Deloitte analiza el informe Infrascopio 2019: Evaluando el entorno para las asociaciones público privadas (APP) en América Latina y el Caribe.

Por Revista Summa

“Un entorno institucional fragmentado y complejo” ha influido en que Costa Rica no ocupe el liderato en temas de desarrollo de asociaciones público-privadas (APP) en infraestructura en Centroamérica. En su lugar, se encuentra en la posición tres, según el informe “Infrascopio 2019: Evaluando el entorno para las asociaciones público privadas (APP) en América Latina y el Caribe” elaborado por el Banco Interamericano de Desarrollo (BID) en coordinación con The Economist Intelligence Unit.

Los resultados, dados a conocer este 16 de mayo en el marco del PPP Americas 2019 desarrollado en la República Dominicana, señalan críticas principalmente en el componente de Clima de Inversión. Según el reporte la posición 3 en Centroamérica responde a “un marco jurídico e institucional intrincado, que ha conducido a una tendencia a la reducción en los ya bajos niveles de gasto público en infraestructura de transporte, que cayó del 1,5 % del PIB en 2008 al 0,95 % en 2017.”
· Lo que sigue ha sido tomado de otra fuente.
Issue #572, opened 2024-04-16
helm_remote enters infinite loop on Windows, with tilt_modules folder missing


Venryx:
The logic for traversing up and finding the Tiltfile folder is hard-coded for Linux -- well, the part that ensures an infinite loop doesn't occur.

The function in question: (from: https://github.com/tilt-dev/tilt-extensions/blob/027c37bb3dc0ce11ee62eadac8c37d3742b53f6f/helm_remote/Tiltfile#L19C1-L28C41)
```
def _find_root_tiltfile_dir():
    # Find top-level Tilt path
    current = os.path.abspath('./')
    while current != '/':              # <-- this line
        if os.path.exists(os.path.join(current, 'tilt_modules')):
            return current


        current = os.path.dirname(current)


    fail('Could not find root Tiltfile')
```

Notice this line: `while current != '/':`

On Windows, this condition never evaluates to false, even after reaching the drive root, causing an infinite loop to occur if the "tilt_modules" folder doesn't exist (which is normal in my repo for a fresh clone; it is populated only after Tilt has had a chance to fully execute).

Note: Noticed this issue when a freelancer found tilt inexplicibly failing to run to the end of the script file; we identified this as the cause by using print-lines/bisection.

nicks:
Hmmmm...i wasn't able to reproduce this problem.

Can you share what version of Tilt you're running?

Here's what I tried

1) Started a Windows box and opened a Cmd terminal
2) Opened the helm_remote tests
3) Updated the tiltfile to:

```
load('ext://helm_remote', 'helm_remote')

helm_remote('memcached', repo_url='https://charts.bitnami.com/bitnami')

docker_build('helm-remote-test-verify', '.')
k8s_yaml('job.yaml')
k8s_resource('helm-remote-test-verify', resource_deps=['memcached'])
```

And everything worked!


re: "the "tilt_modules" folder doesn't exist (which is normal in my repo for a fresh clone" -- that doesn't really make sense to me -- you can't even run this code unless you've downloaded it, and to downloading it puts it in a tilt_modules dir.

Venryx:
> re: "the "tilt_modules" folder doesn't exist (which is normal in my repo for a fresh clone" -- that doesn't really make sense to me -- you can't even run this code unless you've downloaded it, and to downloading it puts it in a tilt_modules dir.

[...]

PR #573, opened 2024-04-19
helm_remote: update directory crawling to be a bit more idiomatic

nicks:
pointed out in
https://github.com/tilt-dev/tilt-extensions/issues/572

to be clear, i don't think this will actually
fix the bug reported there. it's likely a deeper
issue. but i agree that we shouldn't be hard-coding
'/' to terminate the loop


nicksieger (approved):

nicksieger:
Worth a try, seems like it might help.

PR #581, opened 2024-05-08
logger: add logger extension

gebinic:
For larger tilt projects with a lot of `print` function usages, it might be useful to have a more readable and colorful text output in the tilt ui. This approach makes things like debugging much easier. This logger is inspired by the [Maven](https://maven.apache.org/) logger.


nicks (approved):
lgtm!

PR #583, opened 2024-05-10
Forward signals in restart wrapper

### LINKED ISSUE #577: custom_build_with_restart does not pass signals to wrapped process
I'm using `custom_build_with_restart` in conjunction with a k8s_resource. I've been testing graceful shutdowns, and noticed that the custom_build that is created does not actually forward signals to the wrapped process. Docker relies on the entrypoint having pid=1, but with the wrapper, the process that actually needs to handle the signals no longer has that pid.

jscheel:
This PR fixes #577 by forwarding signals from the tilt-restart-wrapper to the entrypoint that is wrapped.


jscheel:
This test is supposed to have a failing job, so not sure what needs to be done to update the circleci test run.

jscheel:
Converted this to draft until I figure out the specs

jscheel:
Ok, so this spec fails on master as well. It appears that the live_update does to run on `tilt ci`. Anyone know anything about that?

restart_process/tilt-restart-wrapper.go
```diff
@@ -52,6 +53,18 @@ func main() {
 	cmd.Stdout = os.Stdout
 	cmd.Stderr = os.Stderr
 
+	// Set up a signal forwarding handler
+	sigs := make(chan os.Signal, 1)
+	signal.Notify(sigs)
+	go func() {
+		for {
+			sig := <-sigs
+			if cmd.Process != nil {
```
nicks, line 62: i don't think checking cmd.Process like this is thread-safe?

we probably need something like:

```
err := cmd.Start()

// set up process control

err = cmd.Wait()
```

tmc:
Just on ping here, as this would be helpful.

jscheel:
Sorry, I’m traveling in Vietnam right now. I can fix up in a couple of min
as soon as I get back.

tmc:
I pushed a set of improvements here: https://github.com/tmc/tilt-extensions/tree/forward-signals-in-restart-wrapper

En este informe se evaluaron 21 economías de América Latina de acuerdo al entorno que ofrecen para la atracción de inversión privada en infraestructura considerando cinco pilares fundamentales: Regulaciones, Instituciones, Madurez, Clima de Inversión y Financiamiento, ya que se consideran como los factores que ponderan las empresas y financiadores a la hora de tomar decisiones de inversión en el sector.

Federico Villalobos, Socio de Asesoría Financiera e Infraestructura de Deloitte, quien participó del evento PPP Americas 2019, señaló que el hecho de que Costa Rica ocupe el segundo lugar en cuatro de los factores evaluados en el informe y el quinto en el de clima de inversiones, respecto a los demás países centroamericanos, “debe cuestionarnos sobre la necesidad de contar con un clima favorable para la inversión a largo plazo, que atraiga la mayor cantidad posible de inversionistas a cada proyecto que se quiera desarrollar por medio a APP, lo que a su vez fomenta la competencia”.

Esfuerzos insuficientes

A nivel latinoamericano, Costa Rica se ubica en el puesto número ocho en avances sobre APP, reflejando que los esfuerzos que se han hecho en esta materia han sido insuficientes. En esta línea, el informe señala que, si bien se cuenta con una ley y una institución responsable de promover la figura de APP, “se han adjudicado solo cuatro concesiones con este marco jurídico, lo que refleja un entorno institucional fragmentado y complejo (que consta de más de cuarenta entidades públicas), que ha obstruido la planificación eficiente y la entrega efectiva.”

La promoción de las alianzas entre el sector público y el privado para desarrollar infraestructura es fundamental para complementar ambos esfuerzos en ese cometido, ya que las necesidades de inversión en la región son muy grandes frente a lo que realmente se destina a este fin. En el caso de Costa Rica, en promedio en los últimos tres años, se ha destinado cerca de un 3,8% del PIB para inversión en infraestructura en general, mientras que en el sector de transporte solo se dedica el 1,5% del PIB, de acuerdo con el BID.

Esta situación genera una brecha de necesidades que el sector público por sí solo no puede satisfacer, de ahí la posibilidad de recurrir al asocio con los privados para ir acortando dicha brecha en el tiempo.

Según el informe, los retos que enfrenta Costa Rica en cuanto APP se centran en las limitaciones generadas por un “marco institucional y legal complejo y una planificación estratégica insuficiente”. Rescata que, “la Administración actual ha demostrado un fuerte apoyo a la participación privada en la infraestructura, pero aún está por verse cómo manejará los problemas importantes, como la coordinación entre el CNC y una unidad de APP creada en el Ministerio de Hacienda”.

“El segundo aire que se está dando a las concesiones abre una ventana de oportunidad, como nunca antes, que debe ser aprovechada por las diferentes instituciones para recurrir a esta figura en el desarrollo de tantas obras de infraestructura de transporte y social que requiere el país y que son susceptibles de ser ejecutadas utilizando este mecanismo. Recordando que estamos en una competencia de alcance global por la atracción de recursos”, agregó Federico Villalobos, Socio Asesoría Financiera e Infraestructura de Deloitte.